Problem details: Whenever a line below includes the string "been", show it.

START Exercise data

PR #168, opened 2022-11-09
AAE-10136: fix helm publish workflow by downloading package previousl…

atchertchian:
…y produced

The helm-package-chart action is no longer putting the package in current directory -> it needs to be downloaded so that it can be used by the helm-publish-chart action.

### DIFF
--- a/.github/actions/helm-publish-chart/action.yml
+++ b/.github/actions/helm-publish-chart/action.yml
@@ -104,7 +104,7 @@ runs:
         then
           echo "result=$INPUT_MESSAGE" >> $GITHUB_OUTPUT
         else
-          RELEASE_PACKAGE_NAME=basename $RELEASE_PACKAGE_PATH
+          RELEASE_PACKAGE_NAME=$(basename $RELEASE_PACKAGE_PATH)
           echo "result=Release $RELEASE_PACKAGE_NAME" >> $GITHUB_OUTPUT
         fi
 
--- a/.github/actions/helm-publish-chart/action.yml
+++ b/.github/actions/helm-publish-chart/action.yml
@@ -4,6 +4,9 @@ inputs:
   chart-package:
     description: "The name of the packaged chart been added to the repository. I.e. common-x.y.z.tgz"
     required: true
+  chart-package-path:
+    description: "The path of the packaged chart been added to the repository. I.e. common-x.y.z.tgz. Used the package name if not set."
+    required: false
   helm-charts-repo:
     description: "The name of the repository where the package will be added"
     required: true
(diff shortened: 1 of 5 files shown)


.github/workflows/helm-publish-new-package-version.yml
```diff
@@ -76,6 +76,10 @@ jobs:
       - name: Push tag
         run: git push origin $VERSION
 
+      - uses: actions/download-artifact@v3
+        with:
+          name: ${{ steps.package-helm-chart.outputs.package-file }}
+
```
gionn, line 82: can't you expose the path as an output of helm-package-chart and use that instead of downloading again? you already have filename as an output

I know it's working as it is but `download-artifact` is really meant to be used to fetch an artifact produced in a previous job of a workflow - and ok that charts are small but you are consuming time and bandwidth for a thing that is already somewhere in the current workspace

atchertchian: I agree it would be a better fix but I'm confused by the multiple usage of this action, and the README documents that downloading the artifact is the proper way to retrieve it.
I'd need to review the multiple callers in all repos, so I was tempted to revert the changes instead (eg the package is produced in current folder, as previously assumed). I'm not sure why this assumption was not present on https://github.com/Alfresco/alfresco-build-tools/blob/master/.github/actions/helm-release-and-publish/action.yml#L79

atchertchian: @gionn I changed the logic, I will have to issue 4 more PRs to align on this (after release)

.github/actions/helm-publish-chart/action.yml
```diff
@@ -86,10 +89,16 @@ runs:
...
       run: |
           mkdir $RANDOM_PATH
-          RELEASE_PACKAGE_NAME=${{ inputs.chart-package }}
-          cp "$RELEASE_PACKAGE_NAME" $RANDOM_PATH
+          if [ -n "$RELEASE_PACKAGE_PATH" ]
+          then
+            cp "$RELEASE_PACKAGE_PATH" $RANDOM_PATH
+          else
+            cp "$RELEASE_PACKAGE_NAME" $RANDOM_PATH
+          fi
```
gionn, line 101: don't know if is going to break too many things, but you can drop `chart-package` input and just have the `chart-package-path` input and when you need the name of the file only you can extract it with `basename ${{ inputs.chart-package-path }}`

gionn: that could work too because in the end `file.ext` is still a valid path, but make sure to make it clear in the doc of the input that is accepting a path as well

.github/actions/helm-publish-chart/action.yml
```diff
@@ -86,25 +86,25 @@ runs:
...
       env:
         INPUT_MESSAGE: ${{ inputs.git-message }}
-        RELEASE_PACKAGE_NAME: ${{ inputs.chart-package }}
+        RELEASE_PACKAGE_PATH: ${{ inputs.chart-package }}
       run: |
         if [ -n "$INPUT_MESSAGE" ]
         then
           echo "result=$INPUT_MESSAGE" >> $GITHUB_OUTPUT
         else
+          RELEASE_PACKAGE_NAME=basename $RELEASE_PACKAGE_PATH
```
gionn, line 107: shouldn't be:
```suggestion
          RELEASE_PACKAGE_NAME=$(basename $RELEASE_PACKAGE_PATH)
```
?

gionn (approved):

END Exercise data

Solution for this task:
     description: "The name of the packaged chart been added to the repository. I.e. common-x.y.z.tgz"
+    description: "The path of the packaged chart been added to the repository. I.e. common-x.y.z.tgz. Used the package name if not set."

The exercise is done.